Limitations & Future Work

  • The benchmark consists of only 214 triplets. Although the authors emphasized quality control via human + multimodal pipelines, the scale is small. Verification on larger (thousands or tens of thousands) human or semi-automatic benchmarks is necessary.
  • Current mask generation assumes "every image-text pair contains both intersection and set difference." In extreme cases (e.g., a purely descriptive caption and matching image), the intersection equals the whole, which might cause mask degradation; the paper does not deeply discuss fallback strategies for such edge cases.
  • The capacity of unimodal teachers (DINOv2, BGE-m3) sets the ceiling for the LD signal; whether SOLAR's advantages hold when switching to weaker unimodal backbones (e.g., lightweight SSL models) remains to be verified.
  • Stage 2 hard negatives depend on the stability of Stage 1 thresholds.
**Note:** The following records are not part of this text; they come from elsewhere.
PR #371, opened 2021-09-02
TP-803: Commodity Tree Change Handler

kintisheff:
This ticket is part of the [HS22 Epic](https://uktrade.atlassian.net/browse/TP-911?atlOrigin=eyJpIjoiODE4ZmQ5ZjhmY2FiNGQxOTg0ZDZlMzQ1NzMxMGYwNjMiLCJwIjoiaiJ9).

A previous ticket implemented a selective xml commodity importer.
This ticket is responsible for evaluating any side effects of pending changes to the commodity tree, and providing remedies
A subsequent feature (see TP-931) will provide functionality to implement the sum of commodity changes and remedies

Notes:
- Please read the docs included in `commodities/__init__.py` before you start your review - this will help put the changes in this PR in context
- Please consider reviewing the 60 or so new tests included in `commodities/tests` as a key part of your review - esp. the scenario tests, which reflect ADR13; before reviewing the tests, please read the module-level docs on fixtures in `commodities/tests/conftest.py`


conftest.py
```diff
@@ -79,6 +79,20 @@ def pytest_bdd_apply_tag(tag, function):
...
 
+@contextlib.contextmanager
+def not_raises(ExpectedException):
+    """Provides a context manager for tests that need to assert a specific
+    exception is not raised."""
+    try:
+        yield
+
+    except ExpectedException as error:
+        raise AssertionError(f"Raised exception {error} when it should not!")
```
stuaxo, line 90: I wonder if raise `AssertionError(f"Raised exception {error} when it should not!") from error` would be good here, to perserve the stacktrace?

Same with the next exception.

simonwo: I'm not sure I understand the point of `not_raises`… surely a raised exception will simply bubble up and fail the test? And why declare the `ExpectedException` specifically if we then also raise an assertion on any `Exception` below?

kintisheff: the only motivation is code readability

commodities/__init__.py
```diff
@@ -5,4 +5,120 @@
...
+  - e.g. are all parent, child, sibling and other relations as they should be
+  - the question applies for the changing commodity
+    as well as all commodities in its hierarchy prior and post change
+    (these may or may not be the same depending on the change)
+2. Have we dealt with any side effects on any related taric records
+  - related records may include measures, footnote associations, etc.
+  - affected records may be related to the changing commodity itself
+    or to any commodity in the surrounding hierarchy pre- and post-change
+  - side effects are incidental violations of business rules
+    resulting form the changes made to the commodity tree
```
rachaelcodes, line 23: Should this be 'resulting from'?

commodities/__init__.py
```diff
@@ -5,4 +5,120 @@
...
+    -- included commodities may or may not be effective at the same point in time
+    -- the may wrap any version of a good object
+  - commodity changes are applied to this collection construct
+
+3. CommodityTreeSnapshot
+  - a collection provides the ability to take "snapshots"
+  - a snapshot is a collection of commodities that are in effect
+    as of a given moment, and constitute the tree hierarchy as of that moment
+  - a snapshot can be taken based on one of two "clocks", but not both:
+    -- a calendar clock (what goods where in effect as of date x)
```
rachaelcodes, line 66: 'what goods were in effect'?

commodities/migrations/0009_auto_20210902_1002.py
```diff
@@ -0,0 +1,24 @@
+# Generated by Django 3.1.12 on 2021-09-02 10:02
```
rachaelcodes, line 1: Are we naming our migrations files now? It looks like a lot of the recent ones have been named.

commodities/models/dc.py
```diff
@@ -0,0 +1,1196 @@
...
+                    self.commodities,
+                ),
+            )
+        except StopIteration:
+            return
+
+    def _get_sanitized_code(self, code: str) -> str:
+        """Returns the commodity code in GoodsNomenclature.item_id format."""
+        code = code.replace(".", "")
+        return code + "0" * (10 - len(code))
```
andyhd, line 255: `return f"{code:0<10}"`

commodities/models/dc.py
```diff
@@ -0,0 +1,1196 @@
+"""Includes dataclasses used in goods nomenclature hierarchy tree management."""
+import logging
+from dataclasses import dataclass
+from datetime import date
+from hashlib import md5
+from typing import Any
+from typing import Dict
+from typing import List
+from typing import Optional
+from typing import Tuple
```
andyhd, line 10: If you `from __future__ import annotations`, I think you can use `dict[]`, `list[]`, and `tuple[]` instead of these soon-to-be-deprecated types from `typing`

commodities/models/dc.py
```diff
@@ -0,0 +1,1196 @@
...
+@dataclass
+class Commodity(TrackedModelWrapper):
+    """
+    Provides a wrapper of the GoodsNomenclature model.
+
+    See the docs for TrackedModelWrapper for additional context.
+    """
+
+    obj: GoodsNomenclature
+    indent: int = None
```
andyhd, line 52: Must be `Optional[int]` if the default value is `None` - `None` is not an `int`.

commodities/models/dc.py
```diff
@@ -0,0 +1,1196 @@
...
+    """
+
+    commodities: List[Commodity]
+
+    def get_commodity(
+        self,
+        code: str,
+        suffix: str = None,
+        version: int = None,
+        version_group_id: int = None,
```
andyhd, line 214: These all need to be `Optional` because the default value is `None`

commodities/models/dc.py
```diff
@@ -0,0 +1,1196 @@
...
+    - a calendar date (when the clock type is calendar)
+    - a transaction id (when the clock type is transaction)
+
+    For additional context on commodity trees, see the docs for CommodityTree.
+    """
+
+    commodities: List[Commodity]
+    clock_type: ClockType
+    moment: Union[date, int]
+    edges: Dict[str, Commodity] = None
```
andyhd, line 329: `Optional`

commodities/models/dc.py
```diff
@@ -0,0 +1,1196 @@
...
+          -- the method keeps a list of the prior sorted commodities
+          -- this allows it to assign the correct parents for 0-indent headings.
+        """
+        chapters = {c.chapter for c in self.commodities}
+
+        try:
+            assert len(chapters) == 1
+        except AssertionError:
+            print("All commodities in a group must be from the same HS chapter.")
+            raise
```
andyhd, line 356: Should this be an `assert`? Why not
```python
if not len(chapters) == 1:
    raise CommodityTreeSnapshotException("All commodities in a group must be from the same HS chapter.")
```

commodities/models/dc.py
```diff
@@ -0,0 +1,1196 @@
...
+    def is_declarable(self, commodity: Commodity) -> bool:
+        if commodity.suffix != SUFFIX_DECLARABLE:
+            return False
+
+        return len(self.get_children(commodity)) == 0
+
+    def compare_parents(
+        self,
+        commodity: Commodity,
+        snapshot: "CommodityTreeSnapshot",
```
andyhd, line 433: If you `from __future__ import annotations`, I think you can do `snapshot: CommodityTreeSnapshot`.

commodities/models/dc.py
```diff
@@ -0,0 +1,1196 @@
...
+
+    def compare_descendants(
+        self,
+        commodity: Commodity,
+        snapshot: "CommodityTreeSnapshot",
+    ) -> SnapshotDiff:
+        return self._get_diff(commodity, snapshot, TreeNodeRelation.DESCENDANTS)
+
+    @property
+    def snapshot_date(self) -> date:
```
andyhd, line 466: `Optional`

andyhd (commented):
There's a lot here - I'm still reviewing, but I thought I'd submit some of my feedback so far

commodities/tests/conftest.py
```diff
@@ -1,8 +1,479 @@
...
+@pytest.fixture
+def transaction_pool(workbasket) -> Iterator[Transaction]:
+    """
+    Returns an iterator with transactions in descending order of id.
+
+    See the module-level docs for details on the use of the transaction_pool.
+    """
+    factory = factories.TransactionFactory
+
+    transactions = [factory.create(workbasket=workbasket) for _ in range(50)][::-1]
```
andyhd, line 171: This would be clearer (and more performant) as
```python
transactions = reversed([factory.create(workbasket=workbasket) for _ in range(50)])
```
and if you don't need to create the transactions in advance of stepping through the iterator, you could do
```python
transactions = reversed(factory.create(workbasket=workbasket) for _ in range(50))
```
which might be more memory efficient.

commodities/tests/conftest.py
```diff
@@ -1,8 +1,479 @@
...
+        ("9910.20.00.00", "80", 2, date_ranges.normal),
+        ("9999.00.00.00", "80", 1, date_ranges.normal),
+        ("9999.10.00.00", "80", 2, date_ranges.normal),
+        ("9999.20.00.00", "80", 2, date_ranges.normal),
+        ("9999.20.00.10", "80", 3, date_ranges.normal),
+    )
+
+    commodities = [create_commodity(transaction_pool, *args) for args in params]
+    keys = [f"{c.trimmed_dot_code}_{c.suffix}_{c.indent}" for c in commodities]
+    return dict(zip(keys, commodities))
```
andyhd, line 200: `zip` isn't especially esoteric, but this would probably be clearer as
```python
return {
    f"{c.trimmed_do_code}_{c.suffix}_{c.indent}": c
    for c in commodities
}
```

commodities/tests/conftest.py
```diff
@@ -1,8 +1,479 @@
...
+
+    attrs = dict(valid_between=date_ranges.normal)
+    create_dependent_measure(candidate, transaction_pool, **attrs)
+    create_footnote_association(candidate, transaction_pool, **attrs)
+
+    attrs = dict(valid_between=date_ranges.overlap_normal_earlier)
+    create_dependent_measure(candidate, transaction_pool, **attrs)
+    create_footnote_association(candidate, transaction_pool, **attrs)
+
+    print(1)
```
andyhd, line 342: 👀

commodities/tests/conftest.py
```diff
@@ -1,8 +1,479 @@
...
+    delayed_transaction = factories.TransactionFactory.create(
+        workbasket=workbasket,
+    )
+    attrs = dict(
+        transaction=delayed_transaction,
+        measure_type=measure_type,
+    )
+    measure = create_dependent_measure(candidate, transaction_pool, **attrs)
+
+    print(measure)
```
andyhd, line 413: `print`

commodities/tests/test_dataclasses.py
```diff
@@ -0,0 +1,699 @@
...
+
+@contextlib.contextmanager
+def not_raises(ExpectedException):
+    """Provides a context manager for tests that need to assert a specific
+    exception is not raised."""
+    try:
+        yield
+
+    except ExpectedException as error:
+        raise AssertionError(f"Raised exception {error} when it should not!")
```
andyhd, line 31: I think you could use `pytest.fail` here instead of `raise AssertionError`.

commodities/tests/test_dataclasses.py
```diff
@@ -0,0 +1,699 @@
...
+
+    except Exception as error:
+        raise AssertionError(f"An unexpected exception {error} raised.")
```
andyhd, line 34: This seems redundant - an uncaught exception is unexpected by definition.

commodities/tests/test_dataclasses.py
```diff
@@ -0,0 +1,699 @@
...
+
+        assert a == b
+
+
+def test_commodity_identifier(commodities):
+    re_identifier = re.compile(r"([0-9\.]{13})-([1-8]{1}0)-([0-9]{1,2})/([0-9]{1})")
+
+    for commodity in commodities.values():
+        with not_raises(StopIteration):
+            match = next(re_identifier.finditer(commodity.identifier))
```
andyhd, line 184: I think this might be clearer without the context manager, eg:
```python
try:
    match = next(re_indentifier.finditer(commodity.identifier))
except StopIteration:
    pytest.fail("Raised StopIteration when it should not!")
```

commodities/tests/test_dataclasses.py
```diff
@@ -0,0 +1,699 @@
...
+            groups = match.groups()
+
+            assert len(groups) == 4
+            code, suffix, indent, version = match.groups()
```
andyhd, line 188: `code, suffix, indent, version = groups`

commodities/tests/conftest.py
```diff
@@ -1,8 +1,479 @@
...
+        suffix=suffix,
+        valid_between=validity,
+        transaction=transaction,
+    )
+
+    return Commodity(obj=obj, indent=indent)
+
+
+def create_collection(
+    commodities: List[Commodity],
```
andyhd, line 93: Looks like this should be `Union[List[Commodity], Dict[str, Commodity]]]`

commodities/tests/conftest.py
```diff
@@ -1,8 +1,479 @@
...
+    return factories.GoodsNomenclatureFactory.create(
+        valid_between=date_ranges.normal,
+        transaction=next(transaction_pool),
+    )
+
+
+@pytest.fixture
+def commodities(date_ranges, transaction_pool) -> Dict[str, Commodity]:
+    params = (
+        ("9900.00.00.00", "80", 0, date_ranges.normal),
```
andyhd, line 187: You could potentially parametrize this fixture, eg:
```python
@pytest.fixture(params=(
    ("9900.00.00.00", "80", 0),
    ...
))
def commodity(date_ranges, transaction_pool, request):
    return create_commodity(transaction_pool, *request.param, *(date_ranges.normal,)) # a bit ugly
```
which would mean your test functions would be automatically parameterized and could be like
```python
def test_commodity_code(commodity):
    assert commodity.code == commodity.obj.item_id
```
but it looks like this `commodities` fixture is being passed to `create_collection` too, so perhaps a no-go.

commodities/tests/conftest.py
andyhd: Since the key is computed from the commodity attributes, you don't really need to return a `dict` here, do you?

andyhd (commented):
Still going! More comments to come, but here are a bunch for now.

commodities/migrations/0009_auto_20210902_1002.py
stuaxo: @andyhd maybe ?

They are often squashed as a result of something else - releasing, should we start releasing often, or even all the time ?

Things probably get a bit more interesting when data migrations are in the mix (though if we were to do a seed import they go away).

commodities/tests/conftest.py
stuaxo: It's also probably worth using create_batch here:

```python
... factory.create_batch(50, workbasket=workbasket) ...
```

commodities/models/dc.py
```diff
@@ -0,0 +1,1196 @@
...
+            )
+        if self.current is not None:
+            current = self.collection.get_commodity(
+                self.current.code,
+                self.current.suffix,
+            )
+
+        if self.update_type == UpdateType.CREATE:
+            if self.candidate is None:
+                msg = "The operation is CREATE but no commodity was provided."
```
andyhd, line 820: These messages follow a similar pattern, perhaps you could construct them in `_handle_validation_issue` like
```python
self._handle_validation_issue("no commodity was provided")
```
and
```python
def _handle_validation_issue(self, msg: str) -> None:
    """Logs a warning message or raises an error."""
    msg = f"The operation is {self.update_type} but {msg}"
    if self.ignore_validation_rules is True:
        logger.warn(msg)
    else:
        raise ValueError(msg)
```
and perhaps this should be an `Exception` subclass, eg
```python
class CommodityChangeException(ValueError):
    def __init__(self, msg: str, change: CommodityChange) -> None:
        super().__init__(f"Commodity {change.update_type} error: {msg}")
```
which would look like `CommodityChangeException: Commodity Create error: no commodity was provided` in the traceback. Or perhaps even better -
```python
class CommodityChangeException(ValueError):
    pass

class CommodityCreateException(CommodityChangeException):
    pass

class CommodityUpdateException...
```
which would look like `CommodityCreateException: no commodity was provided` in the traceback

commodities/models/dc.py
```diff
@@ -0,0 +1,1196 @@
...
+                self._handle_validation_issue(msg)
+
+            if candidate == self.candidate:
+                msg = (
+                    "The operation is UPDATE "
+                    "but there is no effective change to the commodity."
+                )
+                self._handle_validation_issue(msg)
+
+    def handle_side_effects(self) -> None:
```
andyhd, line 860: I'd be tempted to rename this something like `collect_side_effects`, or maybe `infer_side_effects`? Because "handle" is quite vague and, to me, implies that something is going to be done with the side effects, rather than just collecting a list of them.

commodities/models/dc.py
```diff
@@ -0,0 +1,1196 @@
...
+            self._add_pending_delete(association)
+
+    def _handle_update_side_effects(self) -> None:
+        """
+        Preempt business rule violations due to commodity code updates.
+
+        NOTE:
+        1. NIG35 is not used as it is redundant in this context after NIG34
+        2. For some rules invoked from a measure's point of view (esp. ME7)
+          there is no need to strict need to invoke them
```
andyhd, line 909: there is no need to invoke them

andyhd (commented):
Still going!

common/models/meta/wrappers.py
```diff
@@ -0,0 +1,214 @@
...
+    "Commodities.GoodsNomenclature": "item_id",
+    "Commodities.GoodsNomenclatureIndentNode": "depth",
+    "Geo_Areas.GeographicalArea": "area_id",
+    "Measures.MeasureAction": "code",
+    "Measures.MeasureConditionCode": "code",
+    "Measures.MeasurementUnit": "code",
+    "Measures.MeasurementUnitQualifier": "code",
+    "Measures.MonetaryUnit": "code",
+    "Quotas.QuotaOrderNumber": "order_number",
+    "Regulations.Group": "group_id",
```
andyhd, line 23: We have the concept of "identifying fields" on `TrackedModel` already. Are these keys used differently? I thought that some models could not be uniquely identified by a single field - for example a quota order number can be reused at a later date and can potentially represent an entirely different quota.

common/models/meta/wrappers.py
```diff
@@ -0,0 +1,214 @@
...
+
+    @property
+    def envelope(self) -> str:
+        """
+        Returns the envelope with which the record was added.
+
+        TODO: Apply a more robust logic to identifying the envelope.
+        """
+        workbasket = self.obj.transaction.workbasket
+        envelope = workbasket.title.rsplit(" ", 1)[1]
```
andyhd, line 98: 👀

common/models/meta/wrappers.py
andyhd: Are these just for display?

common/models/meta/wrappers.py
```diff
@@ -0,0 +1,214 @@
...
+        return self.get_current_version_as_of_transaction_id(transaction.id)
+
+    def is_current_as_of_transaction(self, transaction: Transaction) -> bool:
+        """Returns True if this is the current version of the record as of a
+        given transaction."""
+        return self.is_current_as_of_transaction_id(transaction.id)
+
+    def get_current_version_as_of_transaction_id(
+        self,
+        transaction_id: int = None,
```
andyhd, line 188: `Optional`

common/models/meta/wrappers.py
```diff
@@ -0,0 +1,214 @@
...
+    ) -> int:
+        """Returns the current version of the record as of a given transaction
+        id."""
+        if transaction_id is None:
+            return self.current_version
+
+        ids = self._get_transaction_ids()
+        return len([tid for tid in ids if tid <= transaction_id])
+
+    def is_current_as_of_transaction_id(self, transaction_id: int = None) -> bool:
```
andyhd, line 198: `Optional`

andyhd (commented):
I made it to the end! Still digesting, but looks good to me on first impressions. 💥

commodities/migrations/0009_auto_20210902_1002.py
kintisheff: ^ what is the preference, naming them or not? i'm agnostic

commodities/models/dc.py
```diff
@@ -0,0 +1,1196 @@
...
+        If the indent field of this dataclass has been set, this will take
+        precedence over the indent of the wrapped GoodsNomenclature object.
+        """
+        if self.indent is not None:
+            return self.indent
+
+        obj = self.obj.indents.order_by("validity_start").last()
+
+        if obj is None:
+            return
```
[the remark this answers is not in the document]
kintisheff: it's `Optional[int]`

commodities/models/dc.py
kintisheff: readibility

commodities/tests/conftest.py
```diff
@@ -1,8 +1,479 @@
...
+        transaction = next(transaction_pool)
+
+    return factory.create(transaction=transaction, **kwargs)
+
+
+def create_dependent_measure(
+    commodity: Commodity, transaction_pool: Iterator[Transaction], **kwargs
+) -> Measure:
+    """Returns a new measure linked to a given good."""
+    factory = factories.MeasureFactory
```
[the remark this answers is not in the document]
kintisheff: I think that's just black reformatting it this way

commodities/tests/conftest.py
kintisheff: good shout on readability/performance with reversed and on use of create batch. unfortunately, the pool is needed in advance so that will need to stay

commodities/tests/conftest.py
kintisheff: using a mapping here makes the tests code more readable elsewhere

commodities/tests/test_dataclasses.py
kintisheff: three people don't like the context manager by now. ok :) it's just for readability

commodities/tests/conftest.py
kintisheff: yep that's the reason (your latest point)

commodities/models/dc.py
```diff
@@ -0,0 +1,1196 @@
...
+
+@dataclass
+class CommodityTreeBase(BaseModel):
+    """
+    Provides a base model for commodity tree and snapshots.
+
+    See the docs of CommodityTree and CommodityTreeSnapshot for details.
+    """
+
+    commodities: List[Commodity]
```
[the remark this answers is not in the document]
kintisheff: anything is allowed, the order is not significant (unless in the case of `CommodityTreeSnapshot`, where order is ensured in post_init)

commodities/models/dc.py
```diff
@@ -0,0 +1,1196 @@
...
+        elif relation == TreeNodeRelation.SIBLINGS:
+            attr = "get_siblings"
+        elif relation == TreeNodeRelation.CHILDREN:
+            attr = "get_children"
+        elif relation == TreeNodeRelation.ANCESTORS:
+            attr = "get_ancestors"
+        elif relation == TreeNodeRelation.DESCENDANTS:
+            attr = "get_descendants"
+        else:
+            raise ValueError("Unknown relation")
```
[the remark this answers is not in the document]
kintisheff: ah true

commodities/models/dc.py
```diff
@@ -0,0 +1,1196 @@
...
+
+        return CommodityTreeSnapshot(
+            commodities=commodities,
+            clock_type=ClockType.TRANSACTION,
+            moment=transaction_id,
+        )
+
+    def clone(self) -> "CommodityCollection":
+        """Returns an independent copy of the collection."""
+        return CommodityCollection(self.commodities[:])
```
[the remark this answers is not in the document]
kintisheff: agnostic. i'll use `copy`

commodities/models/dc.py
```diff
@@ -0,0 +1,1196 @@
...
+    """
+    "Provides a model for commodity change side effects.
+
+    A side effect is simply a pending action taken to preempt a business rule
+    violation related to a commodity code change.
+    """
+
+    obj: TrackedModel
+    update_type: UpdateType
+    attrs: Dict[Any, Any] = None
```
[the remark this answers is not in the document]
kintisheff: it's `dict[str, Any]` def

commodities/models/dc.py
```diff
@@ -0,0 +1,1196 @@
...
+    we will need to be in sync with the EU on any changes to the goods nomenclature,
+    and deal with any repercussions of this downstream.
+    """
+
+    collection: CommodityCollection
+    update_type: UpdateType
+    current: Commodity = None
+    candidate: Commodity = None
+    ignore_validation_rules: bool = False
+    side_effects: Dict[Union[str, int], SideEffect] = None
```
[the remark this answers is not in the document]
kintisheff: adding the type will improve readability, yes!

commodities/models/dc.py
kintisheff: ^ yes to all

kintisheff: actually i'll stop with `CommodityChangeException`

commodities/models/dc.py
kintisheff: agreed! i will go with `preempt_side_effects`

commodities/models/dc.py
```diff
@@ -0,0 +1,1196 @@
...
+        """Handle conflicts related to validity span rule violations."""
+        good = self.candidate.obj
+
+        gvb = good.valid_between
+        ovb = obj.valid_between
+
+        # If obj validity does not overlap the good validity at all,
+        # mark the object for deletion
+        if (ovb.upper and gvb.lower > ovb.upper) or (
+            gvb.upper and gvb.upper < ovb.lower
```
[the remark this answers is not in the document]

The paper does not provide an end-to-end joint training or multi-round alternating update version, which could further improve performance.
  • Comparison with UniIR, mmE5, etc.: These models depend on supervised data with asymmetric roles; despite having 7.75B–10B parameters, they only reach 78–80 in Avg. SOLAR’s < 1B unsupervised model leads by 6–10 points, proving that "task-specific self-supervision" is a structural rather than engineering advantage in sym-MM2MM.
  • Comparison with CLIP/DINO: CLIP's object is "global-to-global" alignment and does not distinguish between intersection and difference. SOLAR introduces a second-order structure of mask and set-difference preservation, ensuring the joint embedding is both "aligned for sharing" and "preserved for uniqueness."
  • Comparison with MAE/SimMIM: MAE-like works use masking for reconstruction in representation pretraining. SOLAR uses masking as a contrastive signal for "semantic reconstructibility." While both use masking, the objectives are fundamentally different, revealing a new use for masking in multimodal alignment.
  • Comparison with synthetic data approaches (e.g., Zhang et al. 2024): Synthetic routes are limited by generative model capabilities and require heavy filtering. SOLAR replaces "synthesis" with "masking web data," bypassing generative bottlenecks and making it possible to scale to hundreds of millions of LAION samples.

Rating

  • Novelty: ⭐⭐⭐⭐⭐ Formalizes the symmetric MM2MM retrieval task for the first time and proposes a self-supervised decoupling framework, structurally distinct from existing multimodal embedding methods.
  • Experimental Thoroughness: ⭐⭐⭐⭐ Comparison with 10 SOTA supervised baselines on a new benchmark covering metrics like Recall, Precision, FPS, and parameters, with two-stage ablation. The small benchmark scale is the only drawback.
  • Writing Quality: ⭐⭐⭐⭐ Clear task definition, derivation of motivation, and training mechanism with rigorous notation. A few subscripts in long formulas may be slightly demanding for the reader.
  • Value: ⭐⭐⭐⭐⭐ High specific application value for e-commerce, content recommendation, and design matching. The success of the small-model self-supervised approach will influence future multimodal embedding research.